Stored data:
PR #703, opened 2025-10-24
Added support for "Label" components

SachsKaylee:
Discord nowadays heavily encourages the use of the "Label" component over "ActionRow" in modals. Some components like e.g. selects in modals even requiring their use since they don't have a label of their own.

On the API layer Labels accept their single child in the "component" property instead of "components". I was torn between trying to piggy back on the existing "components" field instead of adding a new one, but ultimately decided that a solution that stays closer to the API will probably be more beneficial in the long run. Very much open to input on this one though.

Thank you for the library!

### DIFF
--- a/lib/nostrum/struct/message/component.ex
+++ b/lib/nostrum/struct/message/component.ex
@@ -30,6 +30,7 @@ defmodule Nostrum.Struct.Message.Component do
     :max_length,
     :required,
     :value,
+    :values,
     :component,
     :components
   ]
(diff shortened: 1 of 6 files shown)


lib/nostrum/struct/message/component.ex
```diff
@@ -194,6 +204,14 @@ defmodule Nostrum.Struct.Message.Component do
   @typedoc since: "0.5.1"
   @type value :: String.t() | nil
 
+  @typedoc """
+  Child component for labels.
+
+  Only present for labels.
+  """
+  @typedoc since: "NEXTVERSION"
+  @type component :: [t()]
```
jchristgit: This should be a single child then, no? Instead of a list.

```suggestion
  @type component :: t()
```

SachsKaylee: Haha, absolutely. All that talk about it being a single one and I forgot it myself right away. :) Thank you, should be fixed.

jchristgit:
Could we change the default to just be an empty string or does that cause other issues then?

_Task prompt_
Reproduce each line above that contains "components".

_Written answer_
Added support for "Label" components
Discord nowadays heavily encourages the use of the "Label" component over "ActionRow" in modals. Some components like e.g. selects in modals even requiring their use since they don't have a label of their own.
On the API layer Labels accept their single child in the "component" property instead of "components". I was torn between trying to piggy back on the existing "components" field instead of adding a new one, but ultimately decided that a solution that stays closer to the API will probably be more beneficial in the long run. Very much open to input on this one though.
     :components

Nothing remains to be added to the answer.